Every week, I challenge myself to a Monday Dare. Click on the link to see the complete list of Monday Dares or to learn more about its origin.
This week: Spend wisely
Between 7:46-7:49 every Tuesday and Friday evening, I cycle through intense waves of disappointment and depression as I digest the fact that I have, YET AGAIN, been passed over by the California Mega Millions Lottery. It used to take a lot longer for the tightness in my chest to subside, but I’ve condensed the grieving process down to less than five minutes these days. I guess that’s what happens when something as fragile as hope is sullied over and over again. It becomes hard and ugly, and each new assault is less apparent.
Harv will rub my back and say some bullshit about how I have to buy a lottery ticket in order to win. “The lottery is a ‘pay to play’ deal. That’s how they get the jackpot in the first place. How do you expect to win if you don’t even have any numbers to match?”
This “pay to play” idea scares me. It’s not that I’m unwilling to fork over one whole dollar twice a week. I just don’t trust myself when it comes to making solid decisions about my dolla dolla billz.
Money, or rather, the lack thereof, ruled my life for a long time. Whoever is going around perpetuating the myth that money doesn’t buy happiness is either really rich and doesn’t give a shit or really poor and self-soothing. Being poor is fucking miserable. Working a series of low-paying, soul-sucking jobs colored every decision I made.
Cash ruled everything around me.
When Cal was five, a young photographer offered to do a Mother and Daughter photo session for $75. I was working the front end at a dry cleaner, settling tabs, rifling through pockets, and noting stains for $8 an hour before taxes, and the thought of wasting two days’ wages on something we couldn’t eat or put on our backs seemed ridiculous and unnecessary. I didn’t even give the offer a second thought.
A friend who had taken advantage of the photographer’s offer challenged my decision. This homegirl’s background in advertising really helped as she campaigned for me to change my mind, unafraid to mention that I would regret not having “nice pictures” someday.
My hands shook a little as I wrote the $75 check, mostly because I was afraid it wasn’t going to clear, but also because I was mentally scrolling through everything I would have to give up for the next few weeks to make those stupid pictures happen.
When it came time to order pictures, I passed on most of them, ordering just a handful in 5×7.
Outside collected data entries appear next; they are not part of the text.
PR #1679, opened 2026-07-30
fix: strip BOM before process via PostCSS for 8.5.24

### LINKED ISSUE #1678: Leading BOM from a loader-generated module survives into the middle of concatenated CSS (postcss 8.5.24)
### Summary

Since postcss 8.5.24 (["Preserve the BOM when stringifying"](https://github.com/postcss/postcss/pull/2119)), a BOM at the start of a **loader-generated** CSS module survives css-loader's postcss round-trip. When several CSS modules are concatenated into one chunk, that BOM ends up **in the middle** of the file, glued to the next selector — which makes the rule invalid and silently drops it.

dart-sass prepends U+FEFF to its output whenever `style: "compressed"` (the production default) and the output contains non-ASCII; with `expanded` it emits `@charset "UTF-8"` instead. So any Sass module with, say, a `©` in a preserved `/*! … */` banner or a non-ASCII `content:` value produces such a module.

### Minimal reproduction

`src/index.js`

```js
import './first.css';
import './second.scss';
```

`src/first.css`

```css
.first{color:red}
```

`src/second.scss`

```scss
:root{--brand:#0d6efd}
.second{color:var(--brand);content:"©"}
```

`webpack.config.js`

```js
const MiniCssExtractPlugin = require('mini-css-extract-plugin');

module.exports = {
  entry: './src/index.js',
  output: { path: __dirname + '/dist', filename: 'bundle.js', clean: true },
  optimization: { minimize: false },
  module: {
    rules: [
      { test: /\.css$/, use: [MiniCssExtractPlugin.loader, 'css-loader'] },
      {
        test: /\.scss$/,
        use: [
          MiniCssExtractPlugin.loader,
          'css-loader',
          { loader: 'sass-loader', options: { sassOptions: { style: 'compressed' } } },
        ],
      },
    ],
  },
  plugins: [new MiniCssExtractPlugin({ filename: 'styles.css' })],
};
```

### Actual

`dist/styles.css`:

```
.first{color:red}

﻿:root{--brand:#0d6efd}.second{color:var(--brand);content:"©"}
```

In the browser the rule is present but its `selectorText` is `﻿:root`, so it matches nothing: `--brand` resolves to `""` and `.second` falls back to the initial color.

### Expected

No BOM re-emitted for a module that is a **fragment**, not a standalone file — the behaviour up to 8.5.22.

| postcss | BOMs in the emitted chunk |
| --- | --- |
| 8.5.22 | 0 |
| 8.5.24 | 1 |

Reading a `.css` **file** from disk is not affected — css-loader already handles that. Only loader-generated content is.

### Why this matters

In a real Bootstrap 5 project this dropped the entire `:root,[data-bs-theme=light]` block — ~550 custom properties including fonts, colors and `--bs-border-*` — so the whole site rendered unstyled. The same stray BOM additionally crashed cssnano's `postcss-merge-rules` when it landed in front of a `/*!` banner containing a comma.

### Suggested fix

Strip a leading BOM from the module source before handing it to postcss (or from the stringified result). css-loader's output is a fragment; postcss's change is reasonable for the single-file round-trip, and the fragment case is exactly where it breaks.

### Workaround

`sassOptions: { charset: false }` in sass-loader.

### Versions

css-loader 7.1.4 · postcss 8.5.24 · sass 1.94.3 · sass-loader 16.0.8 · mini-css-extract-plugin 2.9.x · webpack 5.109.1 · Node 20

ShGKme:
**Summary**

- Fix: https://github.com/webpack/css-loader/issues/1678
- Ref: https://github.com/postcss/postcss/pull/2119

1. Some loaders during a single CSS file processing add BOM
   - For example, `sass-loader` with the default production configuration:
     `{ sassOptions: { outputStyle: 'compressed', charset: true }}`
   - The result is valid as a single file compilation result
2. `css-loader` processes CSS via `postcss`
   - Before `postcss@8.5.24` it striped BOM
   - After `postcss@8.5.24` it preserves BOM
4. Problems:
   1. The result is different depending on the installed PostCSS patch version
   2. The result cannot be concatenated (for example, with `mini-css-extract-plugin`) - BOM will be in the middle.

This PR strips BOM before passing to `postcss`, basically copying `postcss`'s behavior before  `postcss@8.5.24`.

Alternatives could be:
- Strip BOM after processing, not before
- Consider it a problem of the concatenation side

Yes, but I'm unsure if this is the kind of tests that are expected.
To have a propper integration test, we need to install postcss 8.5.24 or later.
Please let me know if I need to adjust the tests.

No. It results is the same output from both `postcss` before and after `v8.5.24`.

**If relevant, what needs to be documented once your changes are merged or what have you already documented?**

I don't think this needs to be documented because.

**Use of AI**

- No AI was used

### DIFF
--- a/src/index.js
+++ b/src/index.js
@@ -28,6 +28,7 @@ import {
   warningFactory,
   syntaxErrorFactory,
   supportTemplateLiteral,
+  stripBom,
 } from "./utils";
 
 export default async function loader(content, map, meta) {
@@ -174,7 +175,8 @@ export default async function loader(content, map, meta) {
   let result;
 
   try {
-    result = await postcss(plugins).process(content, {
+    // Since PostCSS 8.5.24 it does not strip BOM anymore
+    result = await postcss(plugins).process(stripBom(content), {
       hideNothingWarning: true,
       from: resourcePath,
       to: resourcePath,
--- a/src/utils.js
+++ b/src/utils.js
@@ -1471,6 +1471,11 @@ function supportTemplateLiteral(loaderContext) {
   return false;
 }
 
+function stripBom(content) {
+  const BOM = 0xfeff;
+  return content.charCodeAt(0) === BOM ? content.slice(1) : content;
+}
+
 export {
   normalizeOptions,
   shouldUseModulesPlugins,
@@ -1499,4 +1504,5 @@ export {
   warningFactory,
   syntaxErrorFactory,
   supportTemplateLiteral,
+  stripBom,
 };
--- a/test/__snapshots__/loader.test.js.snap
+++ b/test/__snapshots__/loader.test.js.snap
@@ -63,6 +63,42 @@ exports[`loader should not generate console.warn when plugins disabled and hideN
 
 exports[`loader should not generate console.warn when plugins disabled and hideNothingWarning is "true": warnings 1`] = `[]`;
 
+exports[`loader should not path BOM to postcss (issue #1678): errors 1`] = `[]`;
+
+exports[`loader should not path BOM to postcss (issue #1678): module 1`] = `
+"// Imports
+import ___CSS_LOADER_API_NO_SOURCEMAP_IMPORT___ from "../../../../src/runtime/noSourceMaps.js";
+import ___CSS_LOADER_API_IMPORT___ from "../../../../src/runtime/api.js";
+var ___CSS_LOADER_EXPORT___ = ___CSS_LOADER_API_IMPORT___(___CSS_LOADER_API_NO_SOURCEMAP_IMPORT___);
+// Module
+___CSS_LOADER_EXPORT___.push([module.id, \`.first::after {content:"©";}
+\`, ""]);
+// Exports
+export default ___CSS_LOADER_EXPORT___;
+"
+`;
+
+exports[`loader should not path BOM to postcss (issue #1678): module 2`] = `
+"// Imports
+import ___CSS_LOADER_API_NO_SOURCEMAP_IMPORT___ from "../../../../src/runtime/noSourceMaps.js";
+import ___CSS_LOADER_API_IMPORT___ from "../../../../src/runtime/api.js";
+var ___CSS_LOADER_EXPORT___ = ___CSS_LOADER_API_IMPORT___(___CSS_LOADER_API_NO_SOURCEMAP_IMPORT___);
+// Module
+___CSS_LOADER_EXPORT___.push([module.id, \`.second::after{content:"©";}
+\`, ""]);
+// Exports
+export default ___CSS_LOADER_EXPORT___;
+"
+`;
+
+exports[`loader should not path BOM to postcss (issue #1678): result 1`] = `
+".first::after {content:"©";}
+.second::after{content:"©";}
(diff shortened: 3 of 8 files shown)


vladopol:
Supporting this PR with data from a released application.

Nextcloud Talk Desktop 2.2.2 shipped with **8 rules silently dropped across 4 CSS chunks** — the reply-quote layout, file previews, message body, shared items list, and `._material-design-icon` in three chunks. Reply quotes rendered as full-size blurred images instead of thumbnails, identically on macOS, Windows and Linux. The project tracked it as nextcloud/talk-desktop#1836 and released 2.2.3 the next day, pinning `postcss@8.5.23` and adding a dependabot `ignore` for `^8.5.24` (nextcloud/talk-desktop#1837). We are downstream of that project — we run it and build it from source in-house — and the numbers below come from our own builds.

Worth spelling out: that application's webpack config passes a bare `'sass-loader'` with no options. `sass-loader` sets `style: "compressed"` by itself in production mode, so no explicit `sassOptions` is needed to trigger this — one non-ASCII byte anywhere in the Sass sources is enough.

The failure is silent, which is what makes it expensive:

| Check | Result |
| --- | --- |
| the rule is present in the emitted `.css` | yes, fully intact |
| the chunk is loaded (`performance.getEntriesByType('resource')`) | yes |
| the rule is present in `document.styleSheets` | yes |
| `el.matches('.quote[data-v-7398ef7c]')` | `true` |
| `getComputedStyle(el).display` | `block` — the rule never applies |

Nothing in the build warns. It is found by a person noticing that a component looks wrong, after release.

This is also not a new design question here. In webpack/mini-css-extract-plugin#821 (2021) @alexander-akait described this exact failure mode — *"merging modules in one file using UTF-8 BOM is not safe because you will have BOM in the middle of the file"* — and named the remedy: *"Ideally `css-loader` should trim `@charset` or `UTF-8 BOM` and keep it as property of modules"*. That issue was closed with BOM explicitly unsupported in webpack, and webpack core has since applied the same rule to its own module types (`lib/util/removeBOM.js`, applied per module through `NormalModule.processResult` in `JavascriptModulesPlugin` and `CssModulesPlugin` — webpack#19275). This PR applies it to the one path still missing it. Trimming is also the half that stops the corruption on its own — keeping the charset as a property of the module, as that comment went on to suggest, is separable and can follow in its own change (css-loader#1212 covers the `@charset` side of it).

Waiting for postcss to reconsider will not help: in postcss#2122 the maintainer confirmed that preserving the BOM is intended and that downstream tools should handle it.

The two workarounds available today are not equivalent, and both are application-level:

| postcss | `sassOptions.charset: false` | BOMs in emitted CSS |
| --- | --- | --- |
| 8.5.23 | no | 0 |
| 8.5.25 | no | 8 |
| 8.5.25 | yes | 0 |

(the third row is the control: without it, the second only proves the postcss swap took effect)

A pin holds until someone unpins it, and `charset: false` has to be repeated in every loader rule of every application. This PR is the only variant that does not.

alexander-akait:
Fixed in the main, sorry for delay, release will be soon

PR #1163, opened 2023-10-04
dropped python3.9, added ruff

bigcat88:
We do not need Python 3.9 at all, as Ubuntu 22 has Python 3.10 by default.

P.S.: In next PR will add `ruff` checker with basic rules, to speed up writing the correct formatted code.


bigcat88:
Will add more `ruff` checks in this PR and completly remove `flake8`

bigcat88:
Done: Minimum satisfactory number of checks possible

andrey18106 (approved):

PR #1218, opened 2023-11-12
update app template

kesselb:
Howdy :wave: 

I recently used the generator and ran into a few smaller things:

1) The file name for the default php-cs-fixer was wrong
2) Every app should use IBoostrap nowdays
3) christophwurst/nextcloud is nextcloud/ocp for a while

Note: I don't have a working dev setup for the appstore and therefore couldn't test the app skeleton generator. 
Could one provide my a copy of the generated skeleton app to double-check my changes?


kesselb:
cc @ChristophWurst okay to always add IBootstrap when using the generator?

bigcat88:
[app-2.tgz](https://github.com/nextcloud/appstore/files/13331708/app-2.tgz)


> Note: I don't have a working dev setup for the appstore and therefore couldn't test the app skeleton generator. Could one provide my a copy of the generated skeleton app to double-check my changes?

ChristophWurst (approved):
Indentation is off, though

nextcloudappstore/scaffolding/app-templates/25/app/lib/AppInfo/Application.php
```diff
@@ -6,11 +6,30 @@
...
 
-class Application extends App {
+class Application extends App implements IBootstrap {
 	public const APP_ID = '{{ app.id }}';
 
 	public function __construct() {
 		parent::__construct(self::APP_ID);
 	}
+
+    public function register(IRegistrationContext $context): void {
```
bigcat88, line 20: yes, as Christophe mentioned, keeping indentation consistent will be helpful here.

kesselb:
Thanks :+1: 

The "generated" version is really helpful. I've pushed another commit to also update platform.config to php8. I'm aware that's not 100% correct because the app template for 25 should still support php7.4, but 25 and php7.4 are both EOL, and otherwise you cannot run composer install because nextcloud/ocp needs at least php8.0.

You are right about the indentation. It's unfortunately not in line with our code style with a couple of files.  I've run composer run cs:fix to update the files.

kesselb:
I'm afraid neither docker-compose up nor make dev-setup works for me. Both fail with some error.

@bigcat88 could you please generate another one?

bigcat88:
[app-3.tgz](https://github.com/nextcloud/appstore/files/13335488/app-3.tgz)

here it is.

> because the app template for 25 should

We can probably drop the templates for 25 NC and set minimum 26 version?

bigcat88:
Is this PR no longer needed?

kesselb:
> Is this PR no longer needed?

No. Thanks for the reminder.

PR #1234, opened 2023-12-05
add app-template for 26

kesselb:
https://github.com/nextcloud/appstore/pull/1218 went stale due to many changes ...

Let's tackle it in smaller steps ;)

- Added a dedicated app-template for 26 instead of the symlink to 25
- Application class is now using IBootstrap
- nextcloud/ocp for the matching nextcloud version is installed
- Code style applied


kesselb:
@bigcat88 I still don't have a working dev setup, would you mind generating another app with this branch and sharing the result?

bigcat88:
[app.tar.gz](https://github.com/nextcloud/appstore/files/13560124/app.tar.gz)

kesselb:
> [app.tar.gz](https://github.com/nextcloud/appstore/files/13560124/app.tar.gz)

Thank you very much :+1: 

- The generated version for nextcloud/ocp seems right
- composer install works
- composer run cs:fix works and does not find any error (depending on the app name it may find some, but that's unavoidable) 
- npm install works
- npm run dev works

This looks okayish to me. At least it's a bit better than before ;)

ChristophWurst (approved):

Issue #1235, opened 2023-12-07
App upload to the appstore sometimes fails to store the proper app info to database


MB-Finski:
## Details

As a continuation of the discussion from here: https://github.com/nextcloud/integration_openai/issues/64

Upon update of an app, somewhat randomly, the description, name and summary field are not parsed/stored properly such that the apps.json returned by https://apps.nextcloud.com/api/v1/apps.json does not contain the necessary items under the "translations" key for the app in question. Due to a subsequent parsing error in the Nextcloud frontend AppList.vue the apps page under settings stops loading for all Nextcloud users.

A snippet from AppList.vue responsible for the parsing error:
> apps() {
>   const apps = this.$store.getters.getAllApps
>   .filter(app => app.name.toLowerCase().search(this.search.toLowerCase()) !== -1)
>   .sort(function(a, b) {
> 	  const sortStringA = '' + (a.active ? 0 : 1) + (a.update ? 0 : 1) + a.name
> 	  const sortStringB = '' + (b.active ? 0 : 1) + (b.update ? 0 : 1) + b.name
> 	  return OC.Util.naturalSortCompare(sortStringA, sortStringB)
>   })
> 

The synopsis of the issue by @bigcat88 from the integration_openai issue:

> My observations (not necessarily true):
> 
> - The problem was not in the translations, just for some reason, when uploading the release to the app store, new data was not uploaded to the fields: name, summary, description.
> - No errors were found in the database logs.
> - Errors in the app store logs clearly indicating why the entry to these fields did not occur either.
> - The code that is responsible for this was written a long time ago and has not changed; in a couple of hours I did not find any errors in it.
> 
> My conclusion: some kind of memory error occurred, which happens once in a million cases, or some kind of race-condition, that is not related to this project(integration_openai).
>

bigcat88:
New observations:

_Under debugger if I put breakpoint on 301 line with "translation.delete()" I always get bug when old translations got deleted and new does not inserted. Looks like some bug with debugger or underlying "parler" / "psycopg" library._

As I understood the algorithm from the source code, all translations were deleted so that if a new release was not uploaded in the current language of the application, there would be no old translations left.

Linked PR behave the same way, but if the new release language is the same, it skips the  deleting, and record will be just updated in database and this should prevent this bug.

bigcat88:
in last two weeks all is fine with this, so closing it for now.

PR #1237, opened 2023-12-08
clear only translations that are not present in the new release

bigcat88:
Relates to #1235

Do not merge this, until we will be sure that it helps, we will wait for one week and see if it helps.


andrey18106 (approved):

bigcat88:
looks like this fixes it, somehow

PR #1247, opened 2023-12-15
Update README.md

NithurshNITHURSHA:


bigcat88:
Current Version:

"We do not handle Nextcloud integration." **This sentence is direct and emphasizes what our team does not do.**

It's clear and straightforward, making it suitable if we want to emphasize the limitation of our service right away.

Proposed Changes:

"Nextcloud integration is not handled by us." 

It shifts the focus slightly, putting the emphasis on "Nextcloud integration" rather than on "we/us."

Your proposed version is also correct and might be perceived as slightly more professional or formal, but I do not see why we should change existing one.

bigcat88 (changes requested):
_previous version is correct too_

Issue #1221, opened 2023-11-22
Report / Flag Review Spam


meichthys:
Please provide the following details for error reports from https://apps.nextcloud.com/. Ignore in case of a feature request.

## Details

I've seen a number of reviews on apps that are obviously spam. It would be nice if there was a way to report/flag a review as potential spam - to be later reviewed by the Nextcloud team.

One example of potential spam is the review on this app: https://apps.nextcloud.com/apps/memories

User: `pdo' pdowski`
Review content: `"><img%20src="https://webhook.site/700c721c-e6be-47ae-8fad-2db54c17ccf9">`

Fred-Zweig:
You are right. Many reviews are abusive or spam. Other developers signaled this problem [here](https://github.com/nextcloud/appstore/issues/1215) and [here](https://github.com/nextcloud/appstore/issues/947). We hope that someone from the Nextcloud team will implement a way to report such reviews, so that later they can be checked by an admin and removed.

bigcat88:
@andrey18106 can we easy implement this?

From frontend part we need a button on each comment only for the App author, that will set new field(`appeal`) in `AppRating` model to 1/True

And for Admins we implements the same page as "apps.nextcloud.com/account/integrations" but for reviewing marked Ratings.

Should not be very difficult, imho. What do you think?

alexanderdd:
Hm, I am logged in (regular user) but I don't see a "report"-button for ratings? 

For example, in English this page https://apps.nextcloud.com/apps/documentserver_community has a comment "**** THE RELEASERS!" which I wanted to report.

bigcat88:
> Hm, I am logged in (regular user) but I don't see a "report"-button for ratings?

currently **only** authors of apps can report comments

PR #1256, opened 2023-12-24
Comments: Report / Flag Review Spam 

bigcat88:
This PR implements flagging of comments for an "appeal" that the Administrators user group can accept and the comment/rating will be deleted or rejected and left as is.

Closes: #1221


bigcat88:
@andrey18106  I added migration to the existing new one, so before testing delete last migration and apply from scratch

andrey18106 (approved):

What I didn’t realize then…What I know now, is that I should have been glad to sift through dirty suit pockets, extracting crumpled receipts and used condoms (come on guys, what the fuck compels you to put these back in your pocket?) for the chance to capture this slice of time with my kid.
My favorite 5×7 is clipped to a floral pinboard, and each day, when I’m looking around my office instead of doing real work, my eyes land on it. I am reminded of the time when it was just the two of us.
When I got married, I let cash rule my life again. I suddenly had more. And I was determined to spend the shit out of my newfound cash flow. I didn’t even know what I was buying most of the time, but damn, it just felt good to buy it. YES, I WILL TAKE THAT CAFTAN IN EVERY SINGLE COLOR. Do I wear caftans? Fuck no. But I have ‘em, just in case.
I am now coming to a middle place. A middle place where I know the real value of a dollar fluctuates, determined by the experiences I trade it in for. I emailed that photographer. I hope she still has our pictures on file. I plan to buy the biggest fucking size of every single shot.